* [Exercise]:
Lines with the string "corresponding" in the data below: report how many there are, and write nothing but the number.

* [Records for the exercise]:
PR #1380, opened 2026-02-19
STR-1885-wire-da-refs-to-ledger-refs

irnb:
## Description

Connects `Vec<L1DaBlockRef>` (collected during the batch lifecycle) to `LedgerRefs` in snark account updates, providing the public parameters required for EE DA verification in the EE proof statement. 
Previously, the update submitter discarded DA block references and sent `LedgerRefs::new_empty()` to the OL.

- Commit 1 (EE side): feat(ee): wire DA block refs into LedgerRefs
- Commit 2 (OL side): feat(ol): convert L1 height to MMR index for ledger ref proofs
- Commit 3 and 4: fixes some things found in the review process
- Commit 5: authenticates claim hash against ASM manifest commitment and wires everything into EE and OL sequencer/nodes

#### Follow-up fixes in this PR

- Deduplicate `AccumulatorClaim`s by L1 height before proof generation (multiple DA txs can land in one L1 block).
- Authenticate `AccumulatorClaim.entry_hash` against ASM manifest commitments end-to-end:
  - EE now fetches canonical ASM manifest hash by L1 height from OL RPC and uses it in `LedgerRefs`.
  - OL block assembly verifies claim hash matches the canonical ASM MMR leaf.
  - Snark account verification enforces claim hash/proof hash consistency against the ASM MMR.

#### **Challenge: height vs MMR index**

The EE only knows L1 block heights, but `AccumulatorClaim.idx`, which becomes part of the `SnarkAccountUpdate` proven claim is verified against the manifests MMR, which is 0 indexed. The EE should not be responsible for knowing MMR internals.

#### Current solution

Following the ASM aux accumulator pattern (`AsmHistoryAccumulatorState::offset` in `crates/asm/common/src/mmr.rs`):

- Claims carry L1 block heights,  the external semantic the EE naturally knows,
- The OL stores `manifests_mmr_offset = genesis_height + 1` alongside the MMR in `EpochalState`
- Height-to-MMR-index conversion (`height - offset`) happens at the point of MMR access, in both proof generation (block assembly) and verification (STF)

This keeps the EE free of MMR indexing internals while still binding claim hashes to canonical ASM manifest commitments.

### Type of Change

- [ ] Documentation update
- [x] Refactor
- [ ] New or updated tests
- [ ] Dependency Update

## Notes to Reviewers

- [x]  Yes
- [ ]  No

[Data Availability: Data Flow & Plan](https://www.notion.so/Data-Availability-Data-Flow-Plan-2ac901ba000f803eb42bfaf996a0616b)

## Checklist

## Related Issues

STR-1885

### DIFF
--- a/crates/ledger-types/src/state_accessor.rs
+++ b/crates/ledger-types/src/state_accessor.rs
@@ -64,16 +64,6 @@ pub trait IStateAccessor {
     /// Gets the ASM manifests MMR for ledger reference verification.
     fn asm_manifests_mmr(&self) -> &Mmr64;
 
-    /// Gets the first L1 block height represented in the manifests MMR.
-    fn asm_manifests_mmr_start_height(&self) -> L1Height;
-
-    /// Resolves an L1 block height into the corresponding ASM manifests MMR leaf index.
-    ///
-    /// Returns `None` when the height is before the MMR start height.
-    fn asm_manifest_mmr_index_for_height(&self, height: L1Height) -> Option<u64> {
-        (height as u64).checked_sub(self.asm_manifests_mmr_start_height() as u64)
-    }
-
     // ===== Account methods =====
 
     /// Checks if an account exists.
@@ -112,4 +102,31 @@ pub trait IStateAccessor {
     /// Computes the full state root, using whatever things we've updated.
     // TODO maybe don't use `AcctResult`, actually convert all/most of these to use a new error type
     fn compute_state_root(&self) -> AcctResult<Buf32>;
+}
+
+/// Resolves the first L1 block height represented by the ASM manifests MMR.
+///
+/// This is derived from canonical state as:
+/// `mmr_start_height = last_l1_height + 1 - (manifests_mmr_entries - 1)`.
+///
+/// For an empty MMR, this reduces to `last_l1_height + 1`.
+pub fn asm_manifests_mmr_start_height(state: &impl IStateAccessor) -> Option<L1Height> {
+    let last_l1_height_u64 = state.last_l1_height() as u64;
+    let num_entries = state.asm_manifests_mmr().num_entries();
+    let last_entry_idx = num_entries.saturating_sub(1);
+    let start_height_u64 = last_l1_height_u64
+        .checked_add(1)?
+        .checked_sub(last_entry_idx)?;
+    start_height_u64.try_into().ok()
+}
+
+/// Resolves an L1 block height into the corresponding ASM manifests MMR leaf index.
+///
+/// Returns `None` when the height is before the MMR start height.
+pub fn asm_manifest_mmr_index_for_height(
+    state: &impl IStateAccessor,
+    height: L1Height,
+) -> Option<u64> {
+    let start_height_u64 = asm_manifests_mmr_start_height(state)? as u64;
+    (height as u64).checked_sub(start_height_u64)
 }
--- a/crates/snark-acct-sys/src/verification.rs
+++ b/crates/snark-acct-sys/src/verification.rs
@@ -3,7 +3,7 @@ use strata_acct_types::{
     AccountId, AcctError, AcctResult, BitcoinAmount, Mmr64, StrataHasher, tree_hash::TreeHash,
 };
 use strata_identifiers::L1Height;
-use strata_ledger_types::{ISnarkAccountState, IStateAccessor};
+use strata_ledger_types::{ISnarkAccountState, IStateAccessor, asm_manifest_mmr_index_for_height};
 use strata_merkle::MerkleProof;
 use strata_snark_acct_types::{
     LedgerRefProofs, LedgerRefs, MessageEntry, MessageEntryProof, ProofState, SnarkAccountUpdate,
@@ -97,8 +97,8 @@ pub fn verify_message_index(
 /// Verifies the ledger ref proofs against the provided asm mmr for an account.
 ///
 /// The operation carries manifest commitment references keyed by L1 height
-/// (`AccumulatorClaim.idx`). The state accessor resolves those heights into
-/// ASM manifest MMR indices for proof verification.
+/// (`AccumulatorClaim.idx`). The verifier resolves those heights into ASM
+/// manifest MMR indices from canonical state view for proof verification.
 fn verify_ledger_refs(
     target: AccountId,
     state_accessor: &impl IStateAccessor,
@@ -124,11 +124,12 @@ fn verify_ledger_refs(
                     account_id: target,
                     ref_idx: manifest_ref.idx(),
                 })?;
-        let mmr_idx = state_accessor
-            .asm_manifest_mmr_index_for_height(l1_height)
-            .ok_or_else(|| AcctError::InvalidLedgerReference {
-                account_id: target,
-                ref_idx: manifest_ref.idx(),
+        let mmr_idx =
+            asm_manifest_mmr_index_for_height(state_accessor, l1_height).ok_or_else(|| {
+                AcctError::InvalidLedgerReference {
+                    account_id: target,
+                    ref_idx: manifest_ref.idx(),
+                }
             })?;
         if manifest_ref_proof.entry_idx() != mmr_idx {
             return Err(AcctError::InvalidLedgerReference {
--- a/crates/ledger-types/src/lib.rs
+++ b/crates/ledger-types/src/lib.rs
@@ -38,7 +38,9 @@ pub use account::{
     ISnarkAccountStateConstructible, ISnarkAccountStateMut, NewAccountData,
 };
 pub use coin::Coin;
-pub use state_accessor::IStateAccessor;
+pub use state_accessor::{
+    IStateAccessor, asm_manifest_mmr_index_for_height, asm_manifests_mmr_start_height,
+};
 // transitional crap
 pub use strata_asm_manifest_types::AsmManifest;
 pub use strata_identifiers::{EpochCommitment, L1BlockId, L1Height};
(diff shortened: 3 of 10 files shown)


crates/alpen-ee/sequencer/src/update_submitter/update_builder.rs
```diff
@@ -96,12 +100,23 @@ fn build_update_operation(
     let extra_data = UpdateExtraData::new(new_tip_blkid, processed_inputs as u32, 0);
     let extra_data_buf = encode_to_vec(&extra_data)?;
 
-    // 4. Build update operation
+    // 4. Build ledger refs from DA block references (idx = L1 block height)
+    let mut l1_header_refs: Vec<AccumulatorClaim> = da_refs
+        .iter()
+        .map(|da_ref| {
+            AccumulatorClaim::new(da_ref.block.height_u64(), *da_ref.block.blkid().as_ref())
```
storopoli: `AccumulatorClaim.entry_hash` here is set to the L1 block ID, but OL verifies ledger refs against the ASM manifests MMR where leaves are manifest hashes. That mismatch will cause `L1HeaderHashMismatch` once non-empty ledger refs are wired through. This is a correctness blocker; the claim hash needs to match the exact leaf hash committed in `MmrId::Asm`.

crates/alpen-ee/sequencer/src/update_submitter/update_builder.rs
```diff
@@ -96,12 +100,23 @@ fn build_update_operation(
...
+        })
+        .collect();
+    // Dedup by height — multiple DA txns may land in the same L1 block
+    l1_header_refs.dedup_by_key(|c| c.idx());
```
storopoli, line 148: `dedup_by_key` only removes adjacent duplicates. If `da_refs` contains the same height in non-consecutive positions, duplicates remain. Consider sorting by `idx` before dedup or collecting via a map/set keyed by height so deduplication is deterministic and complete.

storopoli (changes requested):
Nice work!

storopoli (approved):
ACK 647c069d11ee9e792e56dd4b926f5886ef82ed7d

crates/alpen-ee/sequencer/src/update_submitter/update_builder.rs
prajwolrg: I don't think OL should have ASM manifests MMR. I know this is the status quo, but we should likely change that. It makes sense for OL to maintain MMR of `L1BlockId` and/or `WtxidsRoot`. The logs from ASM manifest is meant to be consumed by OL. EE should not be aware of ASM Manifest at all.

crates/ledger-types/src/state_accessor.rs
```diff
@@ -64,6 +64,9 @@ pub trait IStateAccessor {
     /// Gets the ASM manifests MMR for ledger reference verification.
     fn asm_manifests_mmr(&self) -> &Mmr64;
 
+    /// Gets the offset for mapping L1 block heights to manifests MMR leaf indices.
+    fn asm_manifests_mmr_offset(&self) -> u64;
```
prajwolrg: I'd like all the API should be based on the `L1Height` instead of MMR indices. The conversion should happen internally.

crates/alpen-ee/sequencer/src/update_submitter/update_builder.rs
storopoli: Agree on the layering concern. For this PR we are keeping the current correctness fix (claim hash must be authenticated against the canonical ASM commitment) to close STR-1885 safely. We can follow up with a separate refactor to expose a neutral height-based commitment API so EE does not depend on ASM manifest semantics directly.

storopoli:
> I don't think OL should have ASM manifests MMR. I know this is the status quo, but we should likely change that. It makes sense for OL to maintain MMR of L1BlockId and/or WtxidsRoot. The logs from ASM manifest is meant to be consumed by OL. EE should not be aware of ASM Manifest at all.


Check f4b8a2fb0eb5ce1add2ab9506ba57e6bfc6564b2

crates/ledger-types/src/state_accessor.rs
storopoli: Yes, I did a workaround in 1520c2b9a0827ebc1063fc47532331abc88941ae

with 

```diff
-    /// Gets the offset for mapping L1 block heights to manifests MMR leaf indices.
-    fn asm_manifests_mmr_offset(&self) -> u64;
+    /// Gets the first L1 block height represented in the manifests MMR.
+    fn asm_manifests_mmr_start_height(&self) -> L1Height;
+
+    /// Resolves an L1 block height into the corresponding ASM manifests MMR leaf index.
+    ///
+    /// Returns `None` when the height is before the MMR start height.
+    fn asm_manifest_mmr_index_for_height(&self, height: L1Height) -> Option<u64> {
+        (height as u64).checked_sub(self.asm_manifests_mmr_start_height() as u64)
+    }
```

I still need somehow MMR indices but these are more accessory and primarily we're using `L1Height`.

crates/ol/block-assembly/src/test_utils.rs
```diff
@@ -644,7 +648,7 @@ pub(crate) const DEFAULT_ACCOUNT_BALANCE: u64 = 100_000_000_000;
 
 /// Info about a manifest in the MMR - links index and hash together.
 pub(crate) struct ManifestInfo {
-    pub index: u64,
+    pub height: u64,
     pub hash: Hash,
 }
```
delbonis: Maybe `ManifestRef` or even `ManifestCommitment` might be better here.

This could actually be more generally useful so maybe we should move this to the identifiers crate?  Just don't mess up the dependency hierarchy.

crates/snark-acct-sys/src/verification.rs
```diff
@@ -112,13 +117,37 @@ fn verify_ledger_refs(
...
-        let generic_proof = MerkleProof::from_cohashes(cohashes, lref.idx());
-        if !generic_mmr.verify::<StrataHasher>(&generic_proof, hash.as_ref()) {
+        let generic_proof = MerkleProof::from_cohashes(cohashes, mmr_idx);
+        if !generic_mmr.verify::<StrataHasher>(&generic_proof, lref.entry_hash().as_ref()) {
             return Err(AcctError::InvalidLedgerReference {
                 account_id: target,
-                ref_idx: proof.entry_idx(),
+                ref_idx: lref.idx(),
             });
         }
```
delbonis: Maybe we can move some of this more generic merkle proof checking logic out into its own function so we can use it with other ledger refs in the future?  Could merge this with the inbox mmr proof.

crates/snark-acct-sys/src/verification.rs
delbonis: This seems like it's conflating "manifest hashes" with "L1 headers" in this use of the terms, not sure if this was my mistake when defining the types.  This should be made more consistent to focus on the manifests specifically, since the L1 blkids are part of those.

crates/ol/block-assembly/src/test_utils.rs
storopoli: Check 871726c8cc126d9f0c7e9ad48d127931925c1ba4 I've refactored and renamed to `ManifestCommitment`

crates/snark-acct-sys/src/verification.rs
storopoli: Corrected in 871726c8cc126d9f0c7e9ad48d127931925c1ba4

crates/snark-acct-sys/src/verification.rs
storopoli: I've refactored in 871726c8cc126d9f0c7e9ad48d127931925c1ba4 and added a test.

crates/ledger-types/src/state_accessor.rs
bewakes: I don't think the state accessor needs this exposed. The block assembly can compute mmr index using the genesis L1 height info(I presume the formula is `mmr_index = l1_ref_height - genesis_l1_height`). Once block assembly correctly computes this and inserts proofs in  an snark update, it should suffice OL stf to verify and execute the update.

storopoli: For this PR, though, block assembly computing the index is necessary but not sufficient. STF is the trust boundary, so it must independently re-derive the expected MMR index from the claimed `L1Height` and reject mismatches (`proof.entry_idx != resolved_idx`).

That’s why the conversion currently lives behind `IStateAccessor`: it centralizes height->index resolution from canonical state (`manifests_mmr_start_height`) instead of duplicating offset arithmetic at call sites.

So the accessor method is not to expose MMR details; it exists so STF verification can enforce claim/proof consistency against canonical state.

bewakes: I understand that this does centralize the computation. However, this has nothing to do with the state, this is something derivable from OL params. We can thus expose this centralized conversion function outside the state accessor.
Having this in state accessor without touching any aspects of state means that we need to just have this method implmented in every IStateAccessor implementor.

The only reason I am averse to this interface is that it has nothing to do with the OL State and the logic can be centralized elsewhere. If there is some IStateAccessor implementation that would be different than this "static" computation logic, then it might make sense to have it in state accessor but otherwise I don't think so.

storopoli: Ok.
Moved height→MMR conversion out of `IStateAccessor` into shared helpers in `ledger-types` (`crates/ledger-types/src/state_accessor.rs`):
* `asm_manifests_mmr_start_height(...)`
* `asm_manifest_mmr_index_for_height(...)`

Check 3121635c81f6414e9cedc45f760770576dc8a866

* [Answer]:
3